- Khobar Saudi Arabia

Information
- Type: Private
- Established: 1995
- Website: www.saadschools.com/

= Saad National Schools =

Saad National Schools (SNS) are based in Al-Khobar, in the Kingdom of Saudi Arabia. The school was established in 1995 and was inaugurated two years later under the patronage of HRH Prince Mohammad bin Fahd Bin Abdulaziz Al-Saud. The goal of the school is to help ensure that local children receive the best opportunities possible, in addition to an education that completely prepares them for the future. In 2000, a similar institution was established for girls, with the latter eventually achieving international accreditation.

==Ethos==
The governing principles of both schools are "excellence" and "opportunity". There is a particular emphasis on the creation of an interactive and participative environment that enables students to flourish.

==Curriculum==
While the SNS educational programmes fully implement the Saudi Ministry of Education's core curriculum, both schools also include a number of further subjects, activities and disciplines that aim to offer a broader range of opportunities to students. Additional subjects include French, mathematics and science, all taught in English. Pupils are also encouraged to participate in a broad range of physical activities, including swimming, horse riding and martial arts.

External Recognition:
- May 1998: International Certificate for Quality awarded by the Canadian Quality Institute, as part of ISO 9002 accreditation.
- 1999: SNS ranked third best private school in Saudi Arabia by the Ministry of Education.
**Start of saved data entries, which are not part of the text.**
PR #7693, opened 2021-11-26
Make small retrieval 200x faster

magik6k:
This PR adds direct random-access capability to the lotus DAGStore mount.

Right now, when any retrieval is performed, DAGStore will read the entire piece and store it in a temporary file for random access. This is acceptable when retrieving the entire piece, but incredibly inefficient when performing retrievals for small % of the original piece.

By avoiding this copy step, small retrievals in many cases become sub-second, and time-to-first-byte in all retrievals is drastically reduced.

Example timings

Running current master, retrieving a few kb from a 16G piece
```
 ./lotus client ls --miner f0... --maxPrice 0 bafy...
Recv 0 B, Paid 0 FIL, Open (New), 0s
Recv 0 B, Paid 0 FIL, DealProposed (WaitForAcceptance), 9ms
Recv 0 B, Paid 0 FIL, DealAccepted (Accepted), 45ms
Recv 0 B, Paid 0 FIL, PaymentChannelSkip (Ongoing), 45ms
Recv 0 B, Paid 0 FIL, Complete (CheckComplete), 1m6.321s
Recv 0 B, Paid 0 FIL, WaitForLastBlocks (WaitingForLastBlocks), 1m6.338s
Recv 79 KiB, Paid 0 FIL, BlocksReceived (WaitingForLastBlocks), 1m6.34s
Recv 79 KiB, Paid 0 FIL, AllBlocksReceived (FinalizingBlockstore), 1m6.354s
Recv 79 KiB, Paid 0 FIL, BlockstoreFinalized (Completed), 1m6.354s
```

Running this PR, also retrieving a few kb from a different 16G piece (different piece to avoid any potential caching)
```
./lotus client ls --miner f02620 --maxPrice 0 QmebwyN5z8CiczuTFsfr3rio3ttHao8CoZwMeFHVu4Xhmd
Recv 0 B, Paid 0 FIL, Open (New), 0s
Recv 0 B, Paid 0 FIL, DealProposed (WaitForAcceptance), 10ms
Recv 0 B, Paid 0 FIL, DealAccepted (Accepted), 67ms
Recv 0 B, Paid 0 FIL, PaymentChannelSkip (Ongoing), 67ms
Recv 0 B, Paid 0 FIL, Complete (CheckComplete), 267ms
Recv 0 B, Paid 0 FIL, WaitForLastBlocks (WaitingForLastBlocks), 280ms
Recv 2.025 KiB, Paid 0 FIL, BlocksReceived (WaitingForLastBlocks), 284ms
Recv 2.025 KiB, Paid 0 FIL, AllBlocksReceived (FinalizingBlockstore), 284ms
Recv 2.025 KiB, Paid 0 FIL, BlockstoreFinalized (Completed), 285ms
```


raulk (commented):
Took a cursory look, and the approach generally LGTM. However, something to call out is that efficiency will be (a) DAG-shape dependent and (b) request-dependent.

Re: (a), a DAG composed of tiny blocks will read to substantial read amplification and roundtripping.

Re: (b), if the caller is fetching the root CID of the deal with the default selector, this equates to fetching the entire deal DAG. At that point it could be more efficient to copy the shard data and serving from local, like we were doing before.

@magik6k -- what do you think about introducing a "planner" component that decides which strategy to use based on (b)?

For (a) we should eventually store metadata about a DAG, something like a `DESCRIBE DAG`, as we receive it, along with some stats (average min/max/avg node size, etc). This would allow us to strategise around (a).

magik6k:
@raulk From my testing, when retrieving the whole piece, reads tend to be sequential because graphsync requests data from the DAGStore in the same order it was written to the CAR file, and the pieceReader is exploiting this property.

For some, bigger partial retrievals most accesses should still be mostly sequential, but possibly with multiple "heads", but here more data/experimentation is needed.

(basically, in my testing, I didn't come up with an example in which copying data would be more efficient)

raulk:
@magik6k Oh yeah, that's a good point. Both the layout of data in disk and the retrieval order are depth-first. That fact, along with the "burn" leniency, should solve both challenges in majority of cases 👍  Maybe we can think of some selectors and DAG combinations whose pattern of access would be different, and test those?

markets/dagstore/piecereader.go
```diff
@@ -0,0 +1,142 @@
...
+
+func (p *pieceReader) ReadAt(b []byte, off int64) (n int, err error) {
+	if err := p.check(); err != nil {
+		return 0, err
+	}
+
+	// get the backing reader into the correct position
+	if p.r == nil {
+		p.rAt = MaxPieceReaderBurnBytes * -2
+	}
```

The following year the school was ranked first.
- 2001: SNS granted a Letter of Distinction by the Minister of Education.
- 2004: Saad National School for Boys achieved accreditation from the Commission on International and Trans-Regional Accreditation (CITA), which evaluates more than 32,000 public and private educational institutions across the globe.
- 2008: Saad National School for Girls achieved accreditation from the Commission on International and Trans-Regional Accreditation (CITA).